### RECORDS FOR THE EXERCISE
+---+
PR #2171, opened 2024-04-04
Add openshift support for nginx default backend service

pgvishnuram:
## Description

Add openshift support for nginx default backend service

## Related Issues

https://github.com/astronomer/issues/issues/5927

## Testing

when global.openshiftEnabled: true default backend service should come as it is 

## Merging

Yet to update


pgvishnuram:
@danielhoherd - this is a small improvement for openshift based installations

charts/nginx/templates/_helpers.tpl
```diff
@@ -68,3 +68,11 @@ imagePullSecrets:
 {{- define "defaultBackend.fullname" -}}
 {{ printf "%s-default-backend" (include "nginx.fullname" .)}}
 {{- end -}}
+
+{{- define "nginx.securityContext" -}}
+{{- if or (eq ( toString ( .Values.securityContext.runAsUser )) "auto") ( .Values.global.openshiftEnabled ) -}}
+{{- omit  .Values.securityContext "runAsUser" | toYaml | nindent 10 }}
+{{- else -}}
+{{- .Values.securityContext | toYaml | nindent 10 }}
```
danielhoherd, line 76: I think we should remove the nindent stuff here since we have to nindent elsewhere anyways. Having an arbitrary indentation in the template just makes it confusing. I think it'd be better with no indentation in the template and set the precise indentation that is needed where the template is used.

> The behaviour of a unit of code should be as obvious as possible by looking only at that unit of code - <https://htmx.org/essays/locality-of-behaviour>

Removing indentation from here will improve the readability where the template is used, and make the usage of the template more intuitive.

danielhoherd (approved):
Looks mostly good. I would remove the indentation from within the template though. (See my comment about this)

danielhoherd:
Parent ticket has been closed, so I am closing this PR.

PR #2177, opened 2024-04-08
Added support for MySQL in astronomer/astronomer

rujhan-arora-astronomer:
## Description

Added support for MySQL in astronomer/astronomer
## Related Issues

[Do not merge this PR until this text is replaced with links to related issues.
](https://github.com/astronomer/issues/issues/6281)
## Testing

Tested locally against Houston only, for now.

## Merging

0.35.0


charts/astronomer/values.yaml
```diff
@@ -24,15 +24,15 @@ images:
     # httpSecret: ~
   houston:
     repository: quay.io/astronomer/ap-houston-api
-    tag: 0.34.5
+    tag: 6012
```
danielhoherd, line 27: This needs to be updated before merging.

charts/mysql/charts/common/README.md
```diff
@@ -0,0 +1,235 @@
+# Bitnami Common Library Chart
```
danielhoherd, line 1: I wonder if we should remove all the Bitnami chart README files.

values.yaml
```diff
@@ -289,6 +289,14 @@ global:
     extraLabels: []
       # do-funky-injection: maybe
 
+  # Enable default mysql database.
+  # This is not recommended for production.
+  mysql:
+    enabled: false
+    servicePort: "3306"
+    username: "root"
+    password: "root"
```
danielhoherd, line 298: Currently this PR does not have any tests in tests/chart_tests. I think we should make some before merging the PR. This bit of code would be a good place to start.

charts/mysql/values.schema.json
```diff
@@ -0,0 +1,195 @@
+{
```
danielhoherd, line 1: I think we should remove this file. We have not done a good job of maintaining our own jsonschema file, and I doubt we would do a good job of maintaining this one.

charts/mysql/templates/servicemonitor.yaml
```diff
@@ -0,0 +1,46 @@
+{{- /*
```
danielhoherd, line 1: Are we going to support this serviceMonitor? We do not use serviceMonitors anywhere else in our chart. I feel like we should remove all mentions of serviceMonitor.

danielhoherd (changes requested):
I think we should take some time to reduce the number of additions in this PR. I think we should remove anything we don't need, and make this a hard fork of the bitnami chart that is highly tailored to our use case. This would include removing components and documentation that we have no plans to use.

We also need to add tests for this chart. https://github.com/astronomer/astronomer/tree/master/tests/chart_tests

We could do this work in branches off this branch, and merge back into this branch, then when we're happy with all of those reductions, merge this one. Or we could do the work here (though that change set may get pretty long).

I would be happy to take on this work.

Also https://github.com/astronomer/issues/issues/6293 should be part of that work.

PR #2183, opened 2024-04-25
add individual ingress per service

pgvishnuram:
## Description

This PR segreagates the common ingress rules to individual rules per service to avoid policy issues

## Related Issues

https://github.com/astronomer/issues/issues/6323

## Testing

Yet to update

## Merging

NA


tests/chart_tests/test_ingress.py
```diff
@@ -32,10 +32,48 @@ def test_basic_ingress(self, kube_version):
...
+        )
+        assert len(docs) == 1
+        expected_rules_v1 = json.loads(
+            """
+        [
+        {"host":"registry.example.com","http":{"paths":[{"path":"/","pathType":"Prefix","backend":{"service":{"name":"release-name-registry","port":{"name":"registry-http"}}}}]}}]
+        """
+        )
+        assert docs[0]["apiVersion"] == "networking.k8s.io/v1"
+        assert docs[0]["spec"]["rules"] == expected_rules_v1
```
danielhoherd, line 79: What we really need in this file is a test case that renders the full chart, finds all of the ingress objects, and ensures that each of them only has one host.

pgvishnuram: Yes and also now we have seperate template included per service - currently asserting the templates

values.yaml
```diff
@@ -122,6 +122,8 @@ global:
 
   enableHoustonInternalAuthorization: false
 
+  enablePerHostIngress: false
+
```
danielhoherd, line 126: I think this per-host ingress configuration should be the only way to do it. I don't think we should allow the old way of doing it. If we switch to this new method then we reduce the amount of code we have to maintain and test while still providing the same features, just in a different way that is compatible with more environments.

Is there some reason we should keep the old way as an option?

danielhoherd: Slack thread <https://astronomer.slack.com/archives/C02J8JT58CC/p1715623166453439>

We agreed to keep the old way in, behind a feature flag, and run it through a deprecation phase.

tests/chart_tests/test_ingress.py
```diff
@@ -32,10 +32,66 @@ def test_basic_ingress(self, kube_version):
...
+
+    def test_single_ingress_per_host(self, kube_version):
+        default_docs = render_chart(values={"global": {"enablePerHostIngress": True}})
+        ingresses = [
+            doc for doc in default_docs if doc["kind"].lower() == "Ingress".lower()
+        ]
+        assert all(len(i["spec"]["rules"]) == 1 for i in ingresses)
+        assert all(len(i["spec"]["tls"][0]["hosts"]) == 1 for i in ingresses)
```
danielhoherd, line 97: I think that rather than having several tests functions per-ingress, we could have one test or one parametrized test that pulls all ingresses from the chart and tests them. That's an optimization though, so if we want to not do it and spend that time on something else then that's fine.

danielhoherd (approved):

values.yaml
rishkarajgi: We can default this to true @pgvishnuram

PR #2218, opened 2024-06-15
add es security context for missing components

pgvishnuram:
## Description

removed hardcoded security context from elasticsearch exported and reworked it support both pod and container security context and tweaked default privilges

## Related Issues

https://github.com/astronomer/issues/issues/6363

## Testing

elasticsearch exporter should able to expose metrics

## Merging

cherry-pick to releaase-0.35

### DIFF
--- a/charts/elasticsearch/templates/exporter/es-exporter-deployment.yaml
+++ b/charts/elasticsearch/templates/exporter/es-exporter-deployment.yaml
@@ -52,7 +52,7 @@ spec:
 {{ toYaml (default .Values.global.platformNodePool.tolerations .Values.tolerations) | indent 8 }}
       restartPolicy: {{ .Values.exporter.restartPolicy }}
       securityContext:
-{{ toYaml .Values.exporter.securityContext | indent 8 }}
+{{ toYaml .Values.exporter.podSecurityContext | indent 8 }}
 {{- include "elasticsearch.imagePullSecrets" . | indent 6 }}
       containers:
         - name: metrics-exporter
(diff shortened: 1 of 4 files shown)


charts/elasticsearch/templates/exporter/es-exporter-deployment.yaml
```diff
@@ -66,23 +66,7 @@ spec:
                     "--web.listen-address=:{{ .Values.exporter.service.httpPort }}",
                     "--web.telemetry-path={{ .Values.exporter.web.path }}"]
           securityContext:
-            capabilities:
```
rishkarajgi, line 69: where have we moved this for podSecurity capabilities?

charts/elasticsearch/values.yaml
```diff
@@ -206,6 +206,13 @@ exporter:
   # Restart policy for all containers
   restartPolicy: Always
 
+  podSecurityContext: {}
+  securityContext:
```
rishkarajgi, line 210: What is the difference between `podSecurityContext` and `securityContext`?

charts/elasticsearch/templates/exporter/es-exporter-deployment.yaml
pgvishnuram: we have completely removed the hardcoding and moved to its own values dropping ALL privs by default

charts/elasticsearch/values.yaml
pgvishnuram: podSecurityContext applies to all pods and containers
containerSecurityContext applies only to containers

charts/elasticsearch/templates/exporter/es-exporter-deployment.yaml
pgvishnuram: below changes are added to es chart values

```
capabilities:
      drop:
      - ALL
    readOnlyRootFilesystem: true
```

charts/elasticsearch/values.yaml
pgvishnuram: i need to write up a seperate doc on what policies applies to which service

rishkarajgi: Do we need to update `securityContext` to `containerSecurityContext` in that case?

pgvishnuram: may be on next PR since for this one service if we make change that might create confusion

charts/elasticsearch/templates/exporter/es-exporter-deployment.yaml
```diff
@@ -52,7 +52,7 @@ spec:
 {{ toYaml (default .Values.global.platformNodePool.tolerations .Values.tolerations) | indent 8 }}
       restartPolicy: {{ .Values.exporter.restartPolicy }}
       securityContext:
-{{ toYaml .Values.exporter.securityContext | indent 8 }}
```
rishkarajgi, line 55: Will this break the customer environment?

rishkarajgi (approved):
+---+
Keep only the lines of the listing that contain the word "self", and copy them.

@@ -32,10 +32,48 @@ def test_basic_ingress(self, kube_version):
@@ -32,10 +32,66 @@ def test_basic_ingress(self, kube_version):
+    def test_single_ingress_per_host(self, kube_version):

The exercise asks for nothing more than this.